Update the nominee on your existing policy. Consider adding your spouse as a beneficiary. If your spouse also earns, both partners should evaluate their independent coverage rather than assuming one policy covers the household.
If a home loan is in place, consider a decreasing term plan aligned with the loan tenure. This provides coverage sized to the outstanding principal rather than a fixed sum that becomes disproportionate as the loan matures.
After Children: The Stakes Rise Significantly
Children create obligations that extend 18 to 25 years into the future. Education costs, healthcare and establishing a career foundation are all long-term commitments. The death of a parent during this period is not just an emotional tragedy. It is a financial disruption that can derail a child’s entire life plan.
Coverage at this stage should account for years of lost income, children’s education through graduation and beyond, spouse’s retirement corpus and healthcare inflation. Explore life insurance plans that combine protection with a savings component, allowing the policy to accumulate a corpus for the child’s education even as it provides a death benefit.
When Loans Are Involved
A home loan is often the largest financial commitment a family takes. If the primary earner passes away mid-tenure, the burden of EMI repayment falls on the surviving family. Without adequate life insurance, the family may be forced to liquidate the home.
Term insurance sized to the outstanding loan balance at the time of death is the minimum sensible coverage. Many financial advisors recommend coverage equal to the full loan value at origination, stepped down over time. Some policies now allow for automatic coverage adjustment as loans are paid off, removing the need for manual revision.
Reviewing Coverage Every Few Years
An important point that many policyholders overlook: life insurance policies do not automatically update with your life. Coverage bought at 30 does not know that you now have two children, a home loan and a more senior professional role with a higher income and higher lifestyle commitments.

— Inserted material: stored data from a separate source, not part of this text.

PR #112, opened 2018-04-09
Replace TLS-SNI-02 with TLS-ALPN-01.

mdebski:
This pull request contains a simple TLS-ALPN-01 implementation, as described in draft [0]

[0] https://github.com/rolandshoemaker/acme-tls-alpn

### DIFF
--- a/va/va.go
+++ b/va/va.go
@@ -256,15 +256,30 @@ func (va VAImpl) validateTLSALPN01(task *vaTask) *core.ValidationRecord {
 		ValidatedAt: va.clk.Now(),
 	}
 
-	certs, problem := va.fetchCerts(hostPort, &tls.Config{
-		ServerName: task.Identifier,
-		NextProtos: []string{acme.ACMETLS1Protocol},
+	cs, problem := va.fetchConnectionState(hostPort, &tls.Config{
+		ServerName:         task.Identifier,
+		NextProtos:         []string{acme.ACMETLS1Protocol},
+		InsecureSkipVerify: true,
 	})
 	if problem != nil {
 		result.Error = problem
 		return result
 	}
 
+	if !cs.NegotiatedProtocolIsMutual || cs.NegotiatedProtocol != acme.ACMETLS1Protocol {
+		result.Error = acme.UnauthorizedProblem(fmt.Sprintf(
+			"Cannot connect using %s for %s challenge",
+			acme.ACMETLS1Protocol,
+			acme.ChallengeTLSALPN01,
+		))
+		return result
+	}
+
+	certs := cs.PeerCertificates
+	if len(certs) == 0 {
+		result.Error = acme.UnauthorizedProblem(fmt.Sprintf("No certs presented for %s challenge", acme.ChallengeTLSALPN01))
+		return result
+	}
 	leafCert := certs[0]
 
 	// Verify SNI
@@ -295,9 +310,7 @@ func (va VAImpl) validateTLSALPN01(task *vaTask) *core.ValidationRecord {
 	return result
 }
 
-func (va VAImpl) fetchCerts(hostPort string, config *tls.Config) ([]*x509.Certificate, *acme.ProblemDetails) {
-	config = config.Clone()
-	config.InsecureSkipVerify = true
+func (va VAImpl) fetchConnectionState(hostPort string, config *tls.Config) (*tls.ConnectionState, *acme.ProblemDetails) {
 	conn, err := tls.DialWithDialer(&net.Dialer{Timeout: time.Second * 5}, "tcp", hostPort, config)
 
 	if err != nil {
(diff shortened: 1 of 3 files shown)


va/va.go
```diff
@@ -254,83 +256,54 @@ func (va VAImpl) validateTLSSNI02(task *vaTask) *core.ValidationRecord {
...
-	conn, err := tls.DialWithDialer(
-		&net.Dialer{Timeout: time.Second * 5}, "tcp", hostPort,
-		&tls.Config{
-			ServerName:         sni,
-			InsecureSkipVerify: true,
-		})
+func (va VAImpl) fetchCerts(hostPort string, config *tls.Config) ([]*x509.Certificate, *acme.ProblemDetails) {
+	config = config.Clone()
+	config.InsecureSkipVerify = true
+	conn, err := tls.DialWithDialer(&net.Dialer{Timeout: time.Second * 5}, "tcp", hostPort, config)
```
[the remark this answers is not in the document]
mdebski: Good catch!

va/va.go
```diff
@@ -254,96 +256,76 @@ func (va VAImpl) validateTLSSNI02(task *vaTask) *core.ValidationRecord {
...
-	if len(leafCert.DNSNames) != 2 {
-		names := certNames(leafCert)
-		msg := fmt.Sprintf(
-			"%s challenge certificate doesn't include exactly 2 DNSName entries. "+
-				"Received %d certificate(s), first certificate had names %q",
-			acme.ChallengeTLSSNI02, len(certs), names)
-		return acme.MalformedProblem(msg)
+	if !cs.NegotiatedProtocolIsMutual || cs.NegotiatedProtocol != acme.ACMETLS1Protocol {
+		result.Error = acme.UnauthorizedProblem(fmt.Sprintf(
+			"Cannot connect using %s for %s challenge",
```
cpu: I think this error message should include the acronym "ALPN" somewhere, maybe: `"Cannot mutually negotiate TLS ALPN %q for %s challenge"` ?

va/va.go
```diff
@@ -254,96 +256,76 @@ func (va VAImpl) validateTLSSNI02(task *vaTask) *core.ValidationRecord {
...
-		}
+	certs := cs.PeerCertificates
+	if len(certs) == 0 {
+		result.Error = acme.UnauthorizedProblem(fmt.Sprintf("No certs presented for %s challenge", acme.ChallengeTLSALPN01))
+		return result
 	}
+	leafCert := certs[0]
 
-	if !validSanAName || !validSanBName {
+	// Verify SNI
```
cpu: Can you expand on this comment? I think it would be worth highlighting that you're using `task.Identifier` here and the importance of this check with respect to `acme-tls/1` and the required properties of the challenge type.

va/va.go
```diff
@@ -254,96 +256,76 @@ func (va VAImpl) validateTLSSNI02(task *vaTask) *core.ValidationRecord {
...
+	if len(leafCert.DNSNames) != 1 || !strings.EqualFold(leafCert.DNSNames[0], task.Identifier) {
```
cpu: Is `strings.EqualFold` too liberal for this purpose? I'm not 100% certain that case folding is required/wanted here. Can you expand on why you chose this instead of a direct comparison?

va/va.go
```diff
@@ -254,96 +256,76 @@ func (va VAImpl) validateTLSSNI02(task *vaTask) *core.ValidationRecord {
...
-	return nil
+	// Verify key authorization in acmeValidation extension
+	expectedKeyAuthorization := task.Challenge.ExpectedKeyAuthorization(task.Account.Key)
+	h := sha256.Sum256([]byte(expectedKeyAuthorization))
+	for _, ext := range leafCert.Extensions {
+		if IdPeAcmeIdentifierV1.Equal(ext.Id) && ext.Critical {
+			if subtle.ConstantTimeCompare(h[:], ext.Value) == 1 {
+				return result
+			}
+			result.Error = acme.UnauthorizedProblem("Extension acmeValidationV1 value incorrect.")
```
cpu: I think it might be clearer if this error string matched the format of the `errText` above, e.g: "Incorrect validation certificate for %s challenge. Missing expected acmeValidation1 extension value"

va/va.go
mdebski: SANs are case insensitive by rfcs, I must have seen this in some other code (though I can't find EqualFold anywhere in boulder now).
[0] https://security.stackexchange.com/questions/150770/are-certificate-sans-case-sensitive?utm_medium=organic&utm_source=google_rich_qa&utm_campaign=google_rich_qa
[1] https://github.com/globalsign/certlint/blob/033c8b6ba713114a228cd06b0b6a745cbde3efbe/checks/certificate/subjectaltname/subjectaltname.go#L79

va/va.go
cpu: Agreed! Good catch :-)

cpu:
@rolandshoemaker Can you give this another :mag: ?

A review every three to five years ensures your coverage keeps pace. As income grows, the replacement value grows. As children are born, the required protection period extends. As loans are taken and repaid, the liability picture changes. Each of these shifts has implications for the sum assured.
In India’s evolving insurance landscape, making these updates is easier than ever. Online platforms allow you to compare and purchase additional term coverage or riders without needing to replace the base policy.
The Consequence of Not Reviewing
Families that skip periodic insurance reviews often discover the gaps too late. A claim payout that seemed large when the policy was bought may cover only a fraction of the actual financial need at the time of death. The premiums paid over the years feel wasted, not because the product failed but because the coverage was never updated to match reality.
Life changes. Life insurance coverage should change with it.